Patients with GOR typically report symptoms such as heartburn, regurgitation, and occasionally atypical symptoms such as cough. It has been hinted that GOR in CF patients may be “silent” making detection and treatment often difficult. We piloted a cross-sectional survey to gain a better understanding of the perception of GOR and its impact on lung function.
Methods Consenting patients completed two validated questionnaires regarding GOR symptoms which were scored and ranked (Gastro-oesophageal Reflux Symptom Questionnaire and Reflux Symptom Index). Patients were stratified by score and divided into two pilot groups; SGOR (symptomatic-highest scores) and AGOR (asymptomatic-lowest scores). Both groups underwent 24-h multiple intraluminal impedance/pH metry (MII) and high-resolution manometry (HRM) for positioning of MII probe. MII studies were assessed for the number of GOR events, proximal reflux events (PREs), and total proximal bolus exposure (TPBE). Patients remained on all current medication including PPIs. Clinical data were collected and compared retrospectively including most recent lung function results (FEV1).

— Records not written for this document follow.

Issue #393, opened 2023-09-21
Add a CPU job script for Setonix


psharda:
Will add this script below in a PR (opening this issue now to remember later):

```
#!/bin/bash --login

# SLURM directives
#
# Here we specify to SLURM we want an OpenMP job with 32 threads
# a wall-clock time limit of one hour.
#
# Replace [your-project] with the appropriate project name
# following --account (e.g., --account=project123).

#SBATCH --account=pawsey0807
#SBATCH --partition=work
#SBATCH --nodes=2
#SBATCH --ntasks-per-node=128
#SBATCH --cpus-per-task=1
#SBATCH --mem=58880M      #Indicate the amount of memory per node when asking for share resources
#SBATCH --time=01:00:00

# ---
# Load here the needed modules

# ---
# OpenMP settings
export OMP_NUM_THREADS=$SLURM_CPUS_PER_TASK   #To define the number of threads, in this case will be 32
export OMP_PLACES=cores     #To bind threads to cores
export OMP_PROC_BIND=close  #To bind (fix) threads (allocating them as close as possible). This option works together with the "places" indicated above, then: allocates threads in closest cores.

# ---
# Temporal workaround for avoiding Slingshot issues on shared nodes:
export FI_CXI_DEFAULT_VNI=$(od -vAn -N4 -tu < /dev/urandom)
# Run the desired code:
srun -N $SLURM_JOB_NUM_NODES -n $SLURM_NTASKS -c $OMP_NUM_THREADS -m block:block:block ./src/PopIII/popiii PopIII.in
```

psharda:
Should also add a setonix.profile for Setonix CPUs:

```
#!/bin/bash

source /opt/cray/pe/cpe/23.03/restore_lmod_system_defaults.sh

module load cmake/3.24.3
module load cray-mpich
module load cce/15.0.1
module load cray-hdf5
module load cray-python/3.9.13.1

# GPU-aware MPI
export MPICH_GPU_SUPPORT_ENABLED=0

# allow CMake to find Ascent
export Ascent_DIR=/software/projects/pawsey0807/bwibking/ascent_06082023/install/ascent-develop/lib/cmake/ascent/

# compiler environment hints
export CC=$(which cc)
export CXX=$(which CC)
export FC=$(which ftn)
export CFLAGS="-I${ROCM_PATH}/include"
export CXXFLAGS="-I${ROCM_PATH}/include"

```

psharda:
Closes by #399

PR #399, opened 2023-09-24
Add sample Setonix scripts

psharda:
This PR adds 1.) a sample Setonix CPU script, and 2.) separates setonix.profiles for CPUs and GPUs


psharda:
Closes #393

scripts/setonix-cpu.profile
```diff
@@ -0,0 +1,23 @@
...
+module load cray-mpich
+module load cce/15.0.1
+module load cray-hdf5
+module load cray-python/3.9.13.1
+
+# GPU-aware MPI
+export MPICH_GPU_SUPPORT_ENABLED=0
+
+# allow CMake to find Ascent
+export Ascent_DIR=/software/projects/pawsey0807/bwibking/ascent_06082023/install/ascent-develop/lib/cmake/ascent/
```
BenWibking: This Ascent build requires GPU support, so we should get rid of it for the CPU build.

scripts/cpu-setonix.sh
```diff
@@ -0,0 +1,32 @@
...
+#SBATCH --ntasks-per-node=128
+#SBATCH --cpus-per-task=1
+#SBATCH --mem=58880M      #Indicate the amount of memory per node when asking for share resources
+#SBATCH --time=01:00:00
+
+# ---
+# Load here the needed modules
+
+# ---
+# OpenMP settings
```
BenWibking: We don't use OpenMP, so we should get rid of all of the OMP stuff to avoid confusion.

scripts/cpu-setonix.sh
```diff
@@ -0,0 +1,32 @@
...
+export OMP_NUM_THREADS=$SLURM_CPUS_PER_TASK   #To define the number of threads, in this case will be 32
+export OMP_PLACES=cores     #To bind threads to cores
+export OMP_PROC_BIND=close  #To bind (fix) threads (allocating them as close as possible). This option works together with the "places" indicated above, then: allocates threads in closest cores.
+
+# ---
+# Temporal workaround for avoiding Slingshot issues on shared nodes:
+export FI_CXI_DEFAULT_VNI=$(od -vAn -N4 -tu < /dev/urandom)
```
BenWibking, line 19: We should always request a full node, so this should not be necessary.

scripts/cpu-setonix.sh
```diff
@@ -0,0 +1,32 @@
...
+# Run the desired code:
+srun -N $SLURM_JOB_NUM_NODES -n $SLURM_NTASKS -c $OMP_NUM_THREADS -m block:block:block ./src/PopIII/popiii ../tests/PopIII.in
```
BenWibking: I don't think any of the extra srun options are actually necessary. Specifying them using the `SBATCH` commands above should be sufficient.

scripts/cpu-setonix.sh
```diff
@@ -0,0 +1,32 @@
...
+#
+# Replace [your-project] with the appropriate project name
+# following --account (e.g., --account=project123).
+
+#SBATCH --account=pawsey0807
+#SBATCH --partition=work
+#SBATCH --nodes=2
+#SBATCH --ntasks-per-node=128
+#SBATCH --cpus-per-task=1
+#SBATCH --mem=58880M      #Indicate the amount of memory per node when asking for share resources
```
BenWibking: We should just request exclusive use of the node to avoid needing to do this.

BenWibking (dismissed):

scripts/cpu-setonix.sh
psharda: sure?

scripts/cpu-setonix.sh
psharda: how do you do that

scripts/cpu-setonix.sh
BenWibking: You could test it to be sure. But it probably won't hurt to leave it.

scripts/cpu-setonix.sh
BenWibking: SLURM cheat sheet: https://slurm.schedmd.com/pdfs/summary.pdf

BenWibking: `--exclusive`

scripts/setonix-cpu.profile
```diff
@@ -0,0 +1,20 @@
...
+module load cray-python/3.9.13.1
+
+# GPU-aware MPI
+export MPICH_GPU_SUPPORT_ENABLED=0
+
+# compiler environment hints
+export CC=$(which cc)
+export CXX=$(which CC)
+export FC=$(which ftn)
+export CFLAGS="-I${ROCM_PATH}/include"
```
psharda: Is this correct? Should we include `ROCM_PATH` here

scripts/cpu-setonix.sh
```diff
@@ -10,10 +10,7 @@
 
 #SBATCH --account=pawsey0807
 #SBATCH --partition=work
-#SBATCH --nodes=2
-#SBATCH --ntasks-per-node=128
-#SBATCH --cpus-per-task=1
```
BenWibking: I think it's still necessary to specify the three lines above.

scripts/setonix-cpu.profile
BenWibking: Not needed for CPU.

scripts/cpu-setonix.sh
```diff
@@ -0,0 +1,26 @@
...
+#
+# Here we specify to SLURM we want an OpenMP job with 32 threads
+# a wall-clock time limit of one hour.
+#
+# Replace [your-project] with the appropriate project name
+# following --account (e.g., --account=project123).
+
+#SBATCH --account=pawsey0807
+#SBATCH --partition=work
+#SBATCH --exclusive=psharda
```
BenWibking: If someone else tries to use it, I don't think it will work unless they change this to their username. But it should also work without, i.e. just `--exclusive`.

scripts/cpu-setonix.sh
```diff
@@ -0,0 +1,26 @@
+#!/bin/bash --login
+
+# SLURM directives
+#
+# Here we specify to SLURM we want an OpenMP job with 32 threads
```
BenWibking: For the sake of avoiding confusion, we should probably get rid of the reference to "an OpenMP job with 32 threads", since Quokka doesn't use OpenMP.

BenWibking (approved):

Result 53/110 patients completed questionnaires and 10 from each group were invited to undergo investigation—11 were completed successfully (age 18–55 years; four male, seven female; seven SGOR, four AGOR). There was little difference in the mean number of events between the groups (range 16–75, mean—SGOR 38, AGOR 42; (normal on PPI=48, off PPI=73)). There was no correlation between symptom scores (SS) and number of GOR events but there was a moderate negative correlation between the number of GOR events/FEV1. There was no significant difference in the mean number of PREs between the groups (range 1–31; mean SGOR=11, AGOR=22). TPBE ranged from 0.2–342 s. No correlation was shown between; number of PREs/SS, number of PREs/FEV1 and TPBE/FEV1.

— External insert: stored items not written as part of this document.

PR #405, opened 2023-09-27
Renormalize mass scalars post enforcing floor

psharda:
If mass scalars are negative, enforce a floor value. Then renormalize to ensure mass conservation to machine precision. Without this renormalization, mass fractions are not conserved to machine precision in cells where chemistry is not carried out (e.g., in the low density background in a PopIII simulation).


psharda:
Also ensured proper indentation.

BenWibking:
I re-enabled the autoformatting bot. I thought it was buggy, but it seems to work now. If you push again, it should auto-format.

BenWibking:
Can you ask Mark to review this? I am stretched pretty thin at the moment.

markkrumholz:
Will try to get to it, but the NCMAS proposal is due Tuesday and I’m currently only working half time due to school holiday child care. It may not be until after NCMAS goes in. --Mark KrumholzTyped on a tiny keyboardOn Sep 28, 2023, at 6:27 AM, Ben Wibking ***@***.***> wrote:﻿
Can you ask Mark to review this? I am stretched pretty thin at the moment.

markkrumholz (dismissed):

src/hydro_system.hpp
```diff
@@ -744,12 +744,20 @@ void HydroSystem<problem_t>::EnforceLimits(amrex::Real const densityFloor, amrex
...
+					state[bx](i, j, k, scalar0_index + idx) = small_x * rho;
+				}
+				// get sum to renormalize
+				sp_sum += state[bx](i, j, k, scalar0_index + idx);
+			}
 
+			sp_sum /= rho; //get mass fractions
+			for (int idx = 0; idx < nmscalars_; ++idx) {
+				// renormalize			
+				state[bx](i, j, k, scalar0_index + idx) /= sp_sum;
```
BenWibking: The test is failing due to dividing by zero. My guess is that `sp_sum` is zero for some problem where the mass scalars are initialized to zero. You could add a conditional to only renormalize when `sp_sum` is nonzero. Otherwise `rho` is zero for some reason and the division-by-zero is comging from line 756, but I'm less sure how that would happen.

BenWibking (dismissed):

BenWibking:
Looks good, let's make sure tests pass.

BenWibking (approved):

Conclusion This small pilot study indicated that CF patients demonstrate impaired awareness of GOR and supports the theory that GOR is associated with poorer lung function. While there was no significant difference in the number of PREs between the groups, levels were higher in the AGOR group. This suggests that CF patients have poor perception of proximal reflux, which could increase the likelihood of aspiration. Based on these findings we aim to continue the survey to gain a more comprehensive assessment of the perception of GOR in adults with CF.